Zugleich mussten die mittelständischen Stahlverarbeiter aber auch ihr eigenes Warenlager abwerten. Wer im September noch Material eingekauft hatte, um seine Kunden beliefern zu können, der wurde das Material zwei Wochen später nicht mehr los - und wenn doch, dann nur zur Hälfte des Einkaufspreises.
Zwar haben die meisten Unternehmen spätestens im Dezember reagiert: alle Kosten gesenkt, mit Vormateriallieferanten gesprochen, Leiharbeitskräfte freigesetzt, Zeitarbeitskonten abgebaut, Kurzarbeit angemeldet, Materialdurchlaufzeiten reduziert und das Warenlager heruntergefahren. Die Stammbelegschaft ist zunächst geblieben, in der Hoffnung auf ein schnelles Ende der Talfahrt. Die Verluste wachsen weiter - trotz aller Anstrengungen der Unternehmer im Mittelstand. Darum ist schon heute die Liquidität - und nicht mehr das Material - der entscheidende Rohstoff in den Unternehmen. Auch, weil viele Warenkreditversicherer, die das Ausfallrisiko für Warenlieferungen absichern, die Versicherungsgrenzen für Warenlieferungen gekürzt oder ganz gestrichen haben. Das Risiko, dass der Kunde am Ende des vereinbarten Zahlungsziels die Ware nicht bezahlen kann, verbleibt dann voll beim Zulieferer. Dieser muss Vorkasse verlangen, wenn er nicht selbst Zahlungsausfälle riskieren will. Aber Vorkasse können sich die meisten Kunden, gerade aus der Automobilindustrie, nicht leisten.
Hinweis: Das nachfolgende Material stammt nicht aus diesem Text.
PR #525, opened 2024-05-28
cleanup include ze_api.h

bratpiorka:
### Description

ze_api.h should be always:
* included from the deps (build/_deps/level-zero-loader-***) for all internal code including tests
* included from the system paths in the examples

### Checklist
- [x] All tests pass locally

### DIFF
--- a/examples/CMakeLists.txt
+++ b/examples/CMakeLists.txt
@@ -52,9 +52,8 @@ if(UMF_BUILD_GPU_EXAMPLES
         LIBS disjoint_pool ze_loader umf)
 
     target_include_directories(
-        ${EXAMPLE_NAME}
-        PRIVATE ${LEVEL_ZERO_INCLUDE_DIRS} ${UMF_CMAKE_SOURCE_DIR}/src/utils
-                ${UMF_CMAKE_SOURCE_DIR}/include)
+        ${EXAMPLE_NAME} PRIVATE ${UMF_CMAKE_SOURCE_DIR}/src/utils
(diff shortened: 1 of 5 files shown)


kswiecicki (approved):

KFilipek (changes requested):
If you plan to reorder headers, please, use Coding style guidelines. 
As I remember, external headers should be in a separate block. Currently, they are mixed.

ldorau (approved):

bratpiorka:
> If you plan to reorder headers, please, use Coding style guidelines. As I remember, external headers should be in a separate block. Currently, they are mixed. E.g. ze_api.h or mutex

We don't have strict coding style rules - we only have what's here: https://github.com/oneapi-src/unified-memory-framework/blob/main/CONTRIBUTING.md#code-style
But regarding the order - I keep the "standard" includes fist (<mutex>), then UMF interface that is supposed to be installed (<umf/*>) and local includes at the end. In "test/providers/provider_level_zero.cpp" I threat "ze_api.h" as a local header, because it is downloaded by UMF to the _deps folder and I intentionally keep it with the other local files

kswiecicki:
> If you plan to reorder headers, please, use Coding style guidelines. As I remember, external headers should be in a separate block. Currently, they are mixed. E.g. ze_api.h or mutex

From what I see, the `ze_api.h` header is treated as external in examples, and as internal in umf sources/tests. In case of examples, @bratpiorka mentioned it should come from system paths from the user.

KFilipek (approved):

PR #531, opened 2024-06-05
[CI] Bump MSVC version to more generic one

lukaszstolarczuk:
Apparently, the more generic version works properly (even though it uses precisely the same version, as before).

- [x] All tests pass locally


PatKamin (approved):

lukaszstolarczuk:
hmm.. I think it works now without this fix: https://github.com/oneapi-src/unified-memory-framework/actions/runs/9391053862

should we still merge this?

bratpiorka:
> should we still merge this?

if it make the CI more stable - yes

PR #532, opened 2024-06-05
Fix memory leak if critnib_new fails

lplewa:
translate_params() allocates bitmaps which have to freed in case of error

### DIFF
--- a/src/provider/provider_os_memory.c
+++ b/src/provider/provider_os_memory.c
@@ -331,6 +331,13 @@ static umf_result_t os_initialize(void *params, void **provider) {
         goto err_destroy_hwloc_topology;
     }
 
+    os_provider->fd_offset_map = critnib_new();
+    if (!os_provider->fd_offset_map) {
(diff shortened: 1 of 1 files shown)


bratpiorka (approved):

src/provider/provider_os_memory.c
```diff
@@ -331,6 +331,13 @@ static umf_result_t os_initialize(void *params, void **provider) {
         goto err_destroy_hwloc_topology;
     }
 
+    os_provider->fd_offset_map = critnib_new();
+    if (!os_provider->fd_offset_map) {
+        LOG_ERR("creating file descriptor offset map failed");
+        ret = UMF_RESULT_ERROR_OUT_OF_HOST_MEMORY;
+        goto err_destroy_hwloc_topology;
+    }
+
```
lukaszstolarczuk, line 340: what will happen now, the other way around, if e.g. `translate_params` fail. Shouldn't we call `critnib_delete`...?

lplewa:
it will be fixed in #538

Der Rohstoff Liquidität wird - nur scheinbar paradox - noch wichtiger, wenn die Aufträge bald wieder anziehen sollten. Denn dann muss das Vormaterial zur Erfüllung der Aufträge vorfinanziert werden. Das Eigenkapital der Unternehmen wird aufgebraucht sein, ebenso die Sicherheiten. Banken müssen Betriebsmittelkredite dann allein auf die Ertragschancen der Unternehmen hin gewähren.
Die Politik hat bisher insgesamt richtig reagiert. Mit Pragmatismus und einem besonnenen Blick für das Wesentliche. Nach der Stabilisierung des Bankensektors sollen die Konjunkturpakete I und II Unternehmen mit guten Marktchancen die Liquidität sichern. 100 Milliarden Euro sind ein Wort.
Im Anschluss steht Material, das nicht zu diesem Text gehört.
PR #533, opened 2024-06-06
Handle default kernel behavior for CPU access to all NUMA nodes

bratpiorka:
### Description

For the default CPU memspace (MemspaceHostAll) with all NUMA nodes, we should follow the default kernel behavior, and we shouldn't call any kind of mbind() that could negatively impact the performance

### Checklist

- [x] All tests pass locally

### DIFF
--- a/src/memory_targets/memory_target_numa.c
+++ b/src/memory_targets/memory_target_numa.c
@@ -87,21 +87,33 @@ static umf_result_t numa_memory_provider_create_from_memspace(
             return UMF_RESULT_ERROR_INVALID_ARGUMENT;
         }
     } else {
-        params.numa_mode = UMF_NUMA_MODE_BIND;
+        if (memspace == umfMemspaceHostAllGet()) {
+            // For the default memspace, we use the default mode without any
+            // call to mbind
+            params.numa_mode = UMF_NUMA_MODE_DEFAULT;
+        } else {
+            params.numa_mode = UMF_NUMA_MODE_BIND;
+        }
     }
 
-    params.numa_list =
-        umf_ba_global_alloc(sizeof(*params.numa_list) * numNodesProvider);
+    if (memspace == umfMemspaceHostAllGet() && policy == NULL) {
+        // For default memspace with default policy we use all numa nodes so
+        // simply left numa list empty
+        params.numa_list_len = 0;
+        params.numa_list = NULL;
+    } else {
+        params.numa_list =
+            umf_ba_global_alloc(sizeof(*params.numa_list) * numNodesProvider);
 
-    if (!params.numa_list) {
-        return UMF_RESULT_ERROR_OUT_OF_HOST_MEMORY;
+        if (!params.numa_list) {
+            return UMF_RESULT_ERROR_OUT_OF_HOST_MEMORY;
+        }
+
+        for (size_t i = 0; i < numNodesProvider; i++) {
+            params.numa_list[i] = numaTargets[i]->physical_id;
+        }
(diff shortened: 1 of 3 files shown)


kswiecicki (approved):

src/memory_targets/memory_target_numa.c
```diff
@@ -87,22 +87,34 @@ static umf_result_t numa_memory_provider_create_from_memspace(
             return UMF_RESULT_ERROR_INVALID_ARGUMENT;
         }
     } else {
-        params.numa_mode = UMF_NUMA_MODE_BIND;
+        if (memspace == umfMemspaceHostAllGet()) {
```
lplewa, line 90: This is bad . What you are doing here is a pointer comparison.  While what you want to do is check if memspace contains all numanodes in system. For now it is very difficult to get all numanodes in system from different source then memspaceHostAllGet() - but really soon it will be possible. 

What you should have here is a helper function which checks if memspace contains all nodes, or function to compare namespaces.

src/provider/provider_os_memory.c
```diff
@@ -574,28 +574,32 @@ static umf_result_t os_alloc(void *provider, size_t size, size_t alignment,
...
-            LOG_PERR("binding memory to NUMA node failed");
-            // TODO: (errno == 0) when hwloc_set_area_membind() fails on Windows,
-            // ignore this temporarily
-            if (errno != ENOSYS &&
-                errno != 0) { // ENOSYS - Function not implemented
-                // Do not error out if memory binding is not implemented at all
-                // (like in case of WSL on Windows).
-                goto err_unmap;
+    // Bind memory to NUMA nodes if numa_policy is other than DEFAULT
+    if (os_provider->numa_policy != HWLOC_MEMBIND_DEFAULT) {
```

Aber an der Umsetzung hapert es noch. Das Geld kommt beim Mittelstand nicht an. Zu zögerlich ist die KfW, über die das Programm abgewickelt wird. Auch die Hausbanken wagen es kaum, die Krise beim Schopf zu packen. Die Bonitätsprüfungen sind zu streng, treiben die Zinsen in die Höhe und bringen selbst gute Unternehmen an die Grenze der Kreditfähigkeit. Hilfreicher sind viele Landesbürgschaftsprogramme. Die Prüfung von Krisensituationen ist dort Routine, der Blick für Risiko und Chance geschulter. Darum muss nun noch das KfW-Programm mit den Landesbürgschaftsprogrammen verzahnt werden, um in schwieriger Zeit Unternehmen mit überzeugenden Geschäftsmodellen und guter Struktur durch die Krise zu helfen.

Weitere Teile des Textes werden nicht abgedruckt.